Out of the entries that follow, copy each line containing "githubusercontent".

━━━━━━

Issue #116, opened 2015-09-22
"--ocean-level" parameter didn't seem to do anything


ftomassetti:
I also remember that the "--ocean-level" parameter didn't seem to do anything. Any value down to 0.0001 (the generation cancelled with a value of 0) resulted in approximately the same amount of blue on the ocean map (although I might misunderstand what the parameter is actually supposed to do).

(reported by Stephan)

tcld:
I already created my very own issue for this, but your help is appreciated. :)
https://github.com/Mindwerks/worldengine/issues/114

I included some ocean maps there to provide a quick overview of the problem.

PS: I am the person you just exchanged e-mails with.^^

tcld:
This could technically be closed since it doesn't really contain any more information than #114 .

Issue #114, opened 2015-09-21
parameter --ocean_level might not have an influence


tcld:
Thanks to Frederico I just noticed I could open up issues. So I will:

Using the binary Linux build I noticed that the paramter "--ocean-level" does not seem to have any influence. I might be misunderstanding it, though. At the end of this post are some extreme examples: Two worlds with a value of 1x10e-5, two with 1.0 and two with 1x10e6. If any of the other maps would be useful in conjunction with this, let me know.

![10e-5_ocean1](https://cloud.githubusercontent.com/assets/12257447/9999077/af56f690-6094-11e5-8ea4-b88cca145dc9.png)
![10e-5_ocean2](https://cloud.githubusercontent.com/assets/12257447/9999079/af65bb12-6094-11e5-93f0-962e40f3faed.png)
![10e 1_ocean1](https://cloud.githubusercontent.com/assets/12257447/9999078/af5d9950-6094-11e5-87e5-e41a60e52e66.png)
![10e 1_ocean2](https://cloud.githubusercontent.com/assets/12257447/9999080/af66c52a-6094-11e5-8c9d-521c6f6764e8.png)
![10e 6_ocean1](https://cloud.githubusercontent.com/assets/12257447/9999082/af6b86aa-6094-11e5-805c-81eb7b07aaf2.png)
![10e 6_ocean2](https://cloud.githubusercontent.com/assets/12257447/9999081/af67c682-6094-11e5-8a4b-7f7fc686641d.png)

tcld:
I took a shot at this: https://github.com/Mindwerks/worldengine/pull/125
Wasn't able to test it myself, though, since I am still restricted to running the latest worldengine release instead of more recent versions.

psi29a:
How do you mean? Latest release or from source (master)?

tcld:
I worked on master, but am only able to run the release version from here:
https://github.com/Mindwerks/worldengine/releases

I never figured out how to run the non-binary version.

psi29a:
Did you try following the directions in the readme?

tcld:
Thanks for the advice. I tried many things, but I guess my Python installation is somehow messed up. I can always fall back to using a fresh installation inside a virtual machine, though.

psi29a:
No need, that is beauty of virtualenv, everything happens inside your sandbox.

PR #125, opened 2015-10-12
Parameter ocean_level was not passed to platec.

tcld:
I took a look into the problem of the inability to create oceans with differing depths.
According to the following comment from https://github.com/Mindwerks/plate-tectonics/blob/master/src/lithosphere.cpp
    // Find the actual value in height map that produces the continent-sea ratio defined be "sea_level".

I assume that said sea_level is indeed what is responsible for the depth of the ocean and hence isomorphic to the variable ocean_level used in https://github.com/Mindwerks/worldengine/blob/master/worldengine/plates.py

That variable, however, was not passed to generate_plates_simulation() and thus not to platec (line 42 of the commit).

I am still unable to run the worldengines source-code, therefore I cannot guarantee that this fixes the problem described here:
https://github.com/Mindwerks/worldengine/issues/114
https://github.com/Mindwerks/worldengine/issues/116

At the very least this looks like a sensible change and one that is simple enough to not cause problems.

This is my very first pull request. Feedback on its style is appreciated.

### DIFF
--- a/worldengine/cli/main.py
+++ b/worldengine/cli/main.py
@@ -297,7 +297,7 @@ def main():
                             dest='grayscale_heightmap', action="store_true",
                             help='produce a grayscale heightmap')
     g_generate.add_argument('--ocean_level', dest='ocean_level', type=float,
-                            help='elevation cut off for sea level " +'
+                            help='amount of surface covered by ocean " +'
                                  '[default = %(default)s]',
                             metavar="N", default=1.0)
 
--- a/worldengine/generation.py
+++ b/worldengine/generation.py
@@ -98,16 +98,18 @@ def fill_ocean(elevation, sea_level):
 
     ocean = [[False for x in range(width)] for y in range(height)]  # TODO: use numpy
     to_expand = []
-    for x in range(width):
+    for x in range(width):#handle top and bottom border of the map
         if elevation[0][x] <= sea_level:
             to_expand.append((x, 0))
         if elevation[height - 1][x] <= sea_level:
             to_expand.append((x, height - 1))
-    for y in range(height):
+    for y in range(height):#handle left- and rightmost border of the map
         if elevation[y][0] <= sea_level:
             to_expand.append((0, y))
         if elevation[y][width - 1] <= sea_level:
             to_expand.append((width - 1, y))
+
+    #generate the ocean, starting on borders and then moving inwards
     for t in to_expand:
         tx, ty = t
         if not ocean[ty][tx]:
@@ -119,24 +121,30 @@ def fill_ocean(elevation, sea_level):
     return ocean
 
 
-def initialize_ocean_and_thresholds(world, ocean_level=1.0):
+def initialize_ocean_and_thresholds(world, ocean_level=0.65):
     """
     Calculate the ocean, the sea depth and the elevation thresholds
     :param world: a world having elevation but not thresholds
-    :param ocean_level: the elevation representing the ocean level
+    :param ocean_level: the amount of surface area covered by ocean
     :return: nothing, the world will be changed
     """
     e = world.elevation['data']
-    ocean = fill_ocean(e, ocean_level)
+
+    #Calculate the height of the ocean relative to the geometry
+    ocean_maxlevel = find_threshold_f(e, 1.0 - ocean_level,
+                                      ocean=None, max=1.0, mindist=0.00001)
+    #end of calculation    
+    
+    ocean = fill_ocean(e, ocean_maxlevel)
     hl = find_threshold_f(e, 0.10)
     ml = find_threshold_f(e, 0.03)
-    e_th = [('sea', ocean_level),
+    e_th = [('sea', ocean_maxlevel),
             ('plain', hl),
             ('hill', ml),
             ('mountain', None)]
     world.set_ocean(ocean)
     world.set_elevation(e, e_th)
-    world.sea_depth = sea_depth(world, ocean_level)
+    world.sea_depth = sea_depth(world, ocean_maxlevel)
 
 
 # ----
--- a/worldengine/plates.py
+++ b/worldengine/plates.py
@@ -11,7 +11,7 @@ from worldengine.common import array_to_matrix
 from world import World
 
 
-def generate_plates_simulation(seed, width, height, sea_level=0.65,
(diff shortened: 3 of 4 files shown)


tcld:
One thing left to mention:
I renamed the parameter "sea_level" in the Python code to make it consistent. That might be considered bad style, though.

psi29a:
Looks like the smoke-test went up in flames.

```
======================================================================
ERROR: test_smoke_full (tests.cli_test.TestCLI)
----------------------------------------------------------------------
  File "/home/travis/build/Mindwerks/worldengine/tests/cli_test.py", line 61, in test_smoke_full
    raise e
RuntimeError: maximum recursion depth exceeded in cmp
```

Why did you just rename the sea_level variable to ocean_level?
Why did you set the default value to 1.0?

tcld:
I renamed the variable for the sake of consistency. The same goes for the default value - ocean_level is handed down through half a dozen functions, all of which default to 1.0, and as long as it is set anywhere along that chain the final default value will not have an influence anyway.

@psi29a I noticed that your commit didn't pass that final check at first - is there any trick to apply?

tcld:
I now understand. sea_level refers to the ratio of the surface-areas of land and sea. Terribly named variable.

What exactly does ocean_level refer to and, if it is something different, how to translate it to sea_level?

psi29a:
What do you mean, my commit? This is your commit. :)

I suggest running the tests on your machine locally until you find out what the problem is and fix it. It is what we do and why we have tests to begin with. Unless of course, the test is faulty somehow. ;)

psi29a:
@ftomassetti this is your field, what does ocean_level mean and how does it relate to sea_level?

tcld:
I think I know what the problem is:

So:
ocean_level as used in the worldengine-code refers to some height relative to the geometry of the world. (Which is a bit problematic since the meaning of a value of "1.0" is seems mysterious.)
sea_level refers to the amount of surface covered by oceans, and that is how platec uses it.

The two are very similar, and there actually is a method in simulations/basic.py that could probably be used for mapping one to the other.

Which course of action would be the better one now: Completely eliminating ocean_levels meaning in favour of the sea_level one (new name: e.g. ocean_coverage), or mapping ocean_level to sea_level when communicating with platec? The latter way seems really difficult to implement, the first one should come with renaming a variable, which might be bad.

psi29a:
Normally, 0.0 means the lowest possible float point (when dealing with positive numbers) and 1.0 is the highest possible value. So basically the heightmap is made of floating points between 0.0 and 1.0
so a sea-level of 1.0 would mean that everything is sea! :)

tcld:
I would have expected something like "1.0 refers to an ocean level that is 1 meter above the lowest point of geometry". That would allow for an ocean that covers the whole planet (and even goes above the highest mountains).

I am now looking into replacing ocean_level with sea_level. (And into virtualenv, thank you. :) )

psi29a:
Sadly we can't deal in infinity (positive and negative), so we deal with 0.0 to 1.0 which is actually common practice in random number generation (and by extension security/cryptography).  

Here (and in most other terrain generation applications) would 0.0 be the equivalent to Mariana Trench and 1.0 would be Everest's summit.

https://en.wikipedia.org/wiki/Diamond-square_algorithm <-- easy to implement using positive real numbers 0.0 >= X >= 1.1

tcld:
I will remove this pull request as soon as possible. For now I think it is useful as a reference for me (and maybe for others to read).

tcld:
The CI build failed again due to a problem comparing floats. Maybe this is a case for assertAlmostEqual() ?

ftomassetti:
From what I recall there is one value passed to plate-tectonics and it is the value it attributes to sea-level while performing the simulation. I think that the sea-level affects the erosion calculated during plate-tectonics and how the clashes between plates are handled.
Then there is the value we used during normalization: we cover with water the required percentage of the world. Note that we start from the lowest point in the world and we grow the oceans until we have covered enough space. This approach permits to have depressions (land with elevation inferior to the sea level). During the plate-tectonics simulation instead what is below the sea level is just ocean.
To get a more precise answer I think we should dig into the plate-tectonics code.

About breaking the deterministic result: that is ok, some changes affect the final result. In these case I look at the result, decide if it is good enough and use it as a new reference. Depending on the tests that is broken you could have to generate new "blessed images" (see https://github.com/Mindwerks/worldengine/blob/master/tests/blessed_images/generated_blessed_images.py)

tcld:
The deterministicness is broken in a bad way: When using the same seed twice, the results differ wildly. I am currently trying to trace the seed-value and see where this might happen. Should I figure out the problem, I will update this patch and reopen it.

psi29a:
I would love to see 'blessed images'  be smaller in size... because it takes so long on Travis to test.  If that is undesirable, we can just not run that particular test during CI and only when manually running the test-suite.

ftomassetti:
We could reduce a bit the blessed images but the larger they are the most probable it is that we cover all the possible weird situations that can happen. Of course we could write more unit tests and reduce the need for this sort of functional test.

tcld:
I think this branch is almost finished. Here some images - 95% ocean, 65% ocean and 30% ocean, in that order:
seed_7049_biome
seed_7049_biome
seed_7049_biome

The worlds all used the seed 7049 but they seem quite different - as far as I understand things this should be platecs doing (otherwise the geometry should be the same and the following steps would differ, right?).

The only thing that is missing is a small fix to one of the test-files (comparing serialized and original ocean_level float currently gives an error due to floating point imprecisions). Since I for sure modified that file in the perf_opt-branch I don't know if I can make changes to it here (I think git would consider the changes a conflict).

psi29a:
Why did you delete and recreate the branch?

You can just do what I suggested:
```
git rebase -i master
```

tcld:
At some point I did *git fetch upstream* to get the latest changes to master and I wasn't able to push the ocean-branch afterwards. At that point I thought that it might not be useful anyway and... well, I think it is too late for a rebase.

I did use your suggestion for the accidentally committed World_pb2.py, though. It worked and I will remember it for next time. Sorry if my commits are a bit messy at the moment, I only ever used git for private projects so there were a lot less cables to stumble over.

psi29a:
You're doing fine! :)

Great work!

PR #127, opened 2015-10-13
Seed fix

tcld:
A very small change. I found it very confusing that the parameter "seed=0" resulted in a random seed even though internally 0 is a perfectly valid seed value. Since negative parameters should be equally valid anyway, only cutting out 0 seemed like an oversight.

Also, I changed 65536 to 65535. randint() includes its boundaries, so the former number results in a range of 2^16+1 (and it really looked like it was meant to be 2^16). Extremely minor and unimportant, I guess. But I was already changing the code anyway...

### DIFF
--- a/worldengine/cli/main.py
+++ b/worldengine/cli/main.py
@@ -389,7 +389,7 @@ def main():
             usage("The specified world file does not exist")
 
     random.seed()
-    if args.seed:
+    if args.seed is not None:
         seed = int(args.seed)
     else:
         seed = random.randint(0, 65536)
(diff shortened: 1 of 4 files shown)


ftomassetti:
Looks good to me. @tcld thank you, you are doing a lot of great work for this project!

tcld:
Well, this is a really small patch.
I compiled an ran it by now, generated some worlds - so far everything seemed to work.

ftomassetti:
Cool, I think we can merge this one. @psi29a let me know if it is a problem and I will revert it

ftomassetti:
By the way we should also add you to the contributors in the README. Feel free to open a PR with the desired changes (your name, and the area you worked on, as we did for others contributors)

tcld:
Should I ever feel that's necessary, I will do that. Thanks. :)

━━━━━━

| Expected answer |
![10e-5_ocean1](https://cloud.githubusercontent.com/assets/12257447/9999077/af56f690-6094-11e5-8ea4-b88cca145dc9.png)
![10e-5_ocean2](https://cloud.githubusercontent.com/assets/12257447/9999079/af65bb12-6094-11e5-93f0-962e40f3faed.png)
![10e 1_ocean1](https://cloud.githubusercontent.com/assets/12257447/9999078/af5d9950-6094-11e5-87e5-e41a60e52e66.png)
![10e 1_ocean2](https://cloud.githubusercontent.com/assets/12257447/9999080/af66c52a-6094-11e5-8c9d-521c6f6764e8.png)
![10e 6_ocean1](https://cloud.githubusercontent.com/assets/12257447/9999082/af6b86aa-6094-11e5-805c-81eb7b07aaf2.png)
![10e 6_ocean2](https://cloud.githubusercontent.com/assets/12257447/9999081/af67c682-6094-11e5-8a4b-7f7fc686641d.png)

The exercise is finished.